Never mind that this registered Democrat no doubt got his homophobia not from
Ralph Reed but from his Taliban-praising father and from the suicide-bomber-breeding
mosque he attended. Mateen celebrated 9/11 in high school and lied about being
Osama bin Laden’s nephew. He talked so much about being an Islamic terrorist
the FBI had to investigate him twice.
He took time out from killing people at Pulse to call 911 and claim allegiance
to ISIS. As Jim Geraghty chronicles, Mateen was an Islamist red flag made
flesh. And yet, the narcissists claim, the heart of this story is that “our”
virtue and rightness is under attack and the domestic enemies from whom we draw
our righteousness are truly to blame.
Gay Uber Alles?
The truly gossamer evidence for this comes entirely from the fact that Mateen was
probably gay himself (reminding me of this classic, not-safe-for-work Onion piece). As I tried to note in a bit
of a rant on Special Report the other
night, this is an “argument” built on a swamp, in a cloud, with shoddy
materials.
You know who else was fabulously gay? Ernest Röhm. He was
also one of the founding fathers of the Nazi Party. The leadership of the Sturmabteilung was so chock-a-block with
gays they could have swapped out their drab brown shirts for rainbow tank tops.

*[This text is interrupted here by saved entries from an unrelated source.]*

PR #2455, opened 2023-09-19
2271: Incorrect map padding

f1sh1918:
### Short description

The map padding was not correct in all cases. The user location icon was not centered for all snap points of the bottom action sheet

### Proposed changes

- removed followUserLocation from MapLibre since its blocks the `setCamera` and this issue wasn't resolved for a while
- setUserLocation manually
- removed lots of code due to deactivate `followUserLocation` for setCamera is not needed anymore

### Side effects

- there is one issue with the default settings that i couldn't fix. I don't know why the camera is moving to the default setting when i add there a padding. Maybe someone could check. We could also remove this padding again.

### Resolved issues

Fixes: #2271 

### Testing
- Click on the userLocation icon with and without open BottomActionSheet


release-notes/unreleased/2271-incorrect-map-padding.yml
```diff
@@ -0,0 +1,7 @@
+issue_key: 2271
+show_in_stores: false
```
steffenkleinle, line 2: German translation not needed/never used if this is set to false.

native/src/routes/Pois.tsx
```diff
@@ -249,12 +250,14 @@ const Pois = ({ pois: allPois, language, cityModel, route, navigation }: PoisPro
...
+        // eslint-disable-next-line @typescript-eslint/no-non-null-assertion
+        bottomSheetHeight={getBottomSheetSnapPoints(deviceHeight)[sheetSnapPointIndex]!}
         locationPermissionGranted={!!coordinates}
         onRequestLocationPermission={requestAndDetermineLocation}
         iconPosition={
-          sheetSnapPointIndex < BOTTOM_SHEET_SNAP_POINTS.length - 1
+          sheetSnapPointIndex < getBottomSheetSnapPoints(deviceHeight).length - 1
             ? // eslint-disable-next-line @typescript-eslint/no-non-null-assertion
-              BOTTOM_SHEET_SNAP_POINTS[sheetSnapPointIndex]!
+              getBottomSheetSnapPoints(deviceHeight)[sheetSnapPointIndex]!
```
steffenkleinle, line 260: Please extract this to a separate const such that disabling eslint is only needed once.
Optional: snapPoints are also calculated 4 times atm and could be extracted.

native/src/components/MapView.tsx
```diff
@@ -146,28 +150,30 @@ const MapView = ({
     setSheetSnapPointIndex(1)
   }
 
+  const deactivateFollowUserLocation = () => {
+    if (followUserLocation) {
+      setFollowUserLocation(false)
+    }
+  }
```
steffenkleinle, line 157: Why not just, setting it to false if it already is false does not have an effect.
```suggestion
  const deactivateFollowUserLocation = () => setFollowUserLocation(false)
```

native/src/components/MapView.tsx
```diff
@@ -146,28 +150,30 @@ const MapView = ({
...
         styleJSON={mapConfig.styleJSON}
         zoomEnabled
         onPress={onPress}
         ref={mapRef}
+        onStartShouldSetResponder={() => true}
+        onResponderMove={deactivateFollowUserLocation}
         attributionEnabled={false}
         logoEnabled={false}>
-        <MapLibreGL.UserLocation visible={locationPermissionGranted} />
+        <MapLibreGL.UserLocation visible={locationPermissionGranted} onUpdate={location => setUserLocation(location)} />
```
steffenkleinle, line 170:
```suggestion
        <MapLibreGL.UserLocation visible={locationPermissionGranted} onUpdate={setUserLocation} />
```

native/src/components/MapView.tsx
```diff
@@ -97,41 +98,44 @@ const MapView = ({
...
     await onRequestLocationPermission()
-    setFollowUserLocation(true)
-  }, [onRequestLocationPermission, setFollowUserLocation])
-
-  const onUserTrackingModeChange = (
-    event: MapLibreGLEvent<'usertrackingmodechange', { followUserLocation: boolean }>,
-  ) => {
-    if (!event.nativeEvent.payload.followUserLocation) {
-      setFollowUserLocation(event.nativeEvent.payload.followUserLocation)
+    if (userLocation?.coords && cameraRef.current) {
```
steffenkleinle, line 121:
```suggestion
    if (userLocation?.coords) {
```

native/src/components/MapView.tsx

Hitler didn’t care until Röhm became a rival for leadership of the Nazi party.
How does this change the moral calculus of Nazism? I’ll
save you the time: It doesn’t change it at all.
It certainly doesn’t change the fact that the Nazis
killed thousands of homosexuals. It doesn’t change the fact that Nazism was an
evil ideology nor the fact that the Nazi regime posed a threat to America and
to civilization itself. But let’s take it further: The fact that the American
government was no doubt full of what we would today call “homophobes” doesn’t
change the moral of the story at all either (FDR as assistant secretary of the
Navy, by the way, led a notorious crackdown
on homosexual behavior).
In short, my liberal friends, homophobia just wasn’t that
important — which is not to say it can’t be interesting. Sure, if it turns out
that Mateen was a self-hating gay guy, that’s interesting, even illuminating.
But it’s just not that important. To listen to some media reports, you’d think
that having Islam-defying sexual desires means you can’t be an Islamist. Never
mind that the 9/11 hijackers hung out at strip clubs or that Mohammed Atta
might have been gay and was certainly terrified that a woman might touch his
man-panties after he died. By definition, “lone wolves” will have “issues” —
that’s why they’re lone wolves. But let’s not make tails into dogs.
The same goes for the War on Terror. Just because you’ve
narcissistically decided that your passion to fight anti-gay bigotry has become
an integral part of your self-esteem and self-conception doesn’t mean that you
can cram the enormous square of Islamic terrorism into the round hole of the domestic
gay-rights agenda and your often bigoted desire to demonize Christians who
disagree with you.
Don’t worry, that doesn’t mean your cause isn’t important
or worthwhile. You should feel free to fight that fight. But, please, don’t try
to bend all of reality to that cause. The same goes for climate change, guns,
or any of the other causes you wear like so many pieces of flare. Sometimes
there are very important things that don’t provide ammunition in your battle to
prove you, and you alone, are the Righteous Ones.